This is a key step for the planned commercial-scale production of next-generation batteries which Sakuu calls SwiftPrint, including a solid-state version. These will be printed on the company’s Kavian 3D-printing platform.

“Our development shows that the Kavian platform can enable commercial-scale, sustainable production of a wide range of battery technologies, from lithium-ion to lithium metal and even solid-state batteries,” says Karl Littau, CTO at Sakuu.

Sakuu uses a multi-material, multi-layer approach with a dry process instead of layer-on-layer printing or screen-printing. The first printed batteries have demonstrated successful cycling performance at C5 rates with energy densities from 800 to 1000 Wh/litre.

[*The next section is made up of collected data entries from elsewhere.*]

PR #197, opened 2021-09-13
bump aiida-core baseimage

ltalirz:
* bump aiida-core baseimage
* adapt to ubuntu 20.04 environment
* move out all python dependencies for the jupyter notebook server environment into a separate file
* add workflow to run on every commit
* name docker container in `run.sh` script

### DIFF
--- a/Dockerfile
+++ b/Dockerfile
@@ -39,6 +39,9 @@ RUN apt-get update && apt-get install -y  \
     libssl-dev            \
     libffi-dev            \
     povray                \
+    python3-pip           \
+    python3-setuptools    \
+    python3-wheel         \
   && rm -rf /var/lib/apt/lists/*
 
 # Dependencies needed for Jupyter Lab.
--- a/Dockerfile
+++ b/Dockerfile
@@ -40,8 +40,6 @@ RUN apt-get update && apt-get install -y  \
     libffi-dev            \
     povray                \
     python3-pip           \
-    python3-setuptools    \
-    python3-wheel         \
   && rm -rf /var/lib/apt/lists/*
 
 # Dependencies needed for Jupyter Lab.
@@ -57,11 +55,14 @@ RUN wget --quiet -P /tmp/ \
   && mv ./ngrok /usr/local/bin/ \
   && rm -f /tmp/ngrok-2.3.35-linux-amd64.zip
 
+# Get recent version of pip (needed for `pip cache` command).
+# New pip executable is installed into /usr/local/bin
+RUN /usr/bin/pip install --upgrade pip
+
 # Jupyter dependencies installed into system python environment.
-RUN /usr/bin/python3 -m pip install -U pip
 COPY requirements-server.txt .
-RUN /usr/bin/pip3 install -r /opt/requirements-server.txt \ 
-    && /usr/bin/pip3 cache purge
+RUN /usr/local/bin/pip install -r /opt/requirements-server.txt \ 
+    && /usr/local/bin/pip cache purge
 
 # Enable server extensions
 RUN /usr/local/bin/jupyter serverextension enable --py --sys-prefix nbserverproxy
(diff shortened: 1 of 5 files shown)


Dockerfile
```diff
@@ -27,41 +27,53 @@ ENV AIIDALAB_DEFAULT_GIT_BRANCH master
 ENV AIIDALAB_DEFAULT_APPS ""
 
 USER root
+WORKDIR /opt/
 
 # Install OS dependencies.
+# libssl-dev needed for ?
```
ltalirz, line 33: do we know?

Dockerfile
```diff
@@ -27,41 +27,53 @@ ENV AIIDALAB_DEFAULT_GIT_BRANCH master
...
-RUN /usr/bin/python3 -m pip install -U pip
-
-# Install Jupyter-related things in the root environment.
-RUN /usr/bin/pip3 install          \
-    'jupyterhub==1.4.0'            \
-    'jupyterlab==3.0.14'            \
-    'notebook==6.3.0'
-
-# Install ngrok to be able to proxy AiiDA RESTful API server.
+# Install ngrok to be able to proxy AiiDA RESTful API server. ### is this used in the home app?
```
ltalirz, line 51: is this currently needed by the "base"  aiidalab?

requirements-server.txt
```diff
@@ -0,0 +1,15 @@
+# Dependencies for notebook server and interaction with JupyterHub
+jupyterhub==1.4.0
+jupyterlab==3.0.14
+notebook==6.3.0
+# Dependencies for jupyter widgets
```
ltalirz, line 5: do we need all of these?

requirements-server.txt
```diff
@@ -0,0 +1,15 @@
...
+bqplot==0.12.25
+ipytree==0.1.8
+ipywidgets-extended==1.0.5
+nglview==2.7.7
+widget-periodictable==2.1.5
+# nbserverproxy. ### are we using this?
+nbserverproxy==0.8.8
+# Install voila package and AiiDAlab voila template. ### another candidate for removal? is this documented?
```
ltalirz, line 13: what about voila - is this being used?

requirements-server.txt
```diff
@@ -0,0 +1,15 @@
...
+jupyterhub==1.4.0
+jupyterlab==3.0.14
+notebook==6.3.0
+# Dependencies for jupyter widgets
+bqplot==0.12.25
+ipytree==0.1.8
+ipywidgets-extended==1.0.5
+nglview==2.7.7
+widget-periodictable==2.1.5
+# nbserverproxy. ### are we using this?
```
ltalirz, line 11: nbserverproxy required?

requirements-server.txt
yakutovicha: I think we haven't made a final decision on whether to use it or not. Most probably, it will be used in Jupyter Lab. So for the moment, I would leave it as is.

requirements-server.txt
yakutovicha: Unfortunately yes. They are here just for activation purposes.

requirements-server.txt
yakutovicha: Probably not, I don't remember what was the reason for it to be added. Additionally, `nbserverproxy` is an old name. Now the package is called [`jupyter-server-proxy`](https://github.com/jupyterhub/jupyter-server-proxy).

Dockerfile
yakutovicha: @csadorf, can you please reply to this?

Dockerfile
yakutovicha: Not really, those were added in the initial commit: https://github.com/aiidalab/aiidalab-docker-stack/commit/470ba8f681e79cf6da94b26b3291ef34b19d6e25

requirements-server.txt
yakutovicha: I think the intention was to give access to the AiiDA REST API: cd2e1390edf62730f3b5717a9e83121710c50b0a

Dockerfile
ltalirz: ok, I'll add a comment to that effect but will leave them in for the moment in order not to lead to any unforeseen issues

Dockerfile
csadorf: Ngrok was added for in the context of an AiiDA tutorial to make it significantly easier to reverse-proxy the AiiDA web server. It is not used by the home app. I would recommend to keep it.

ltalirz: Alright!

ltalirz:
@yakutovicha This was my last question; from my side the PR is good to go. Please proceed with the review

yakutovicha (approved):
LGTM, thanks @ltalirz!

The patterned approach allows the integration of sensors and thermal transport pathways, as well as regulation through the patterned design, especially when thin sub-cell battery structures are stacked with identical patterned openings for thermal management in alignment.

Conclusion

Making battery anodes can be an energy-intensive process with lots of nasty chemicals. The ability to drop a material into the existing process of making an anode to boost the energy density is attractive. The current silicon oxide materials allow that, with modifications to sidestep the initial drop in capacity that comes as a result.

New ways of producing composite particles without the high temperatures and corrosive chemicals are gaining traction and enabling a new class of anode materials with far higher energy densities and more cost-effective production.

In addition, existing PVD and 3D-printing technologies are improving the process of making high-capacity anodes without high temperatures or caustic materials.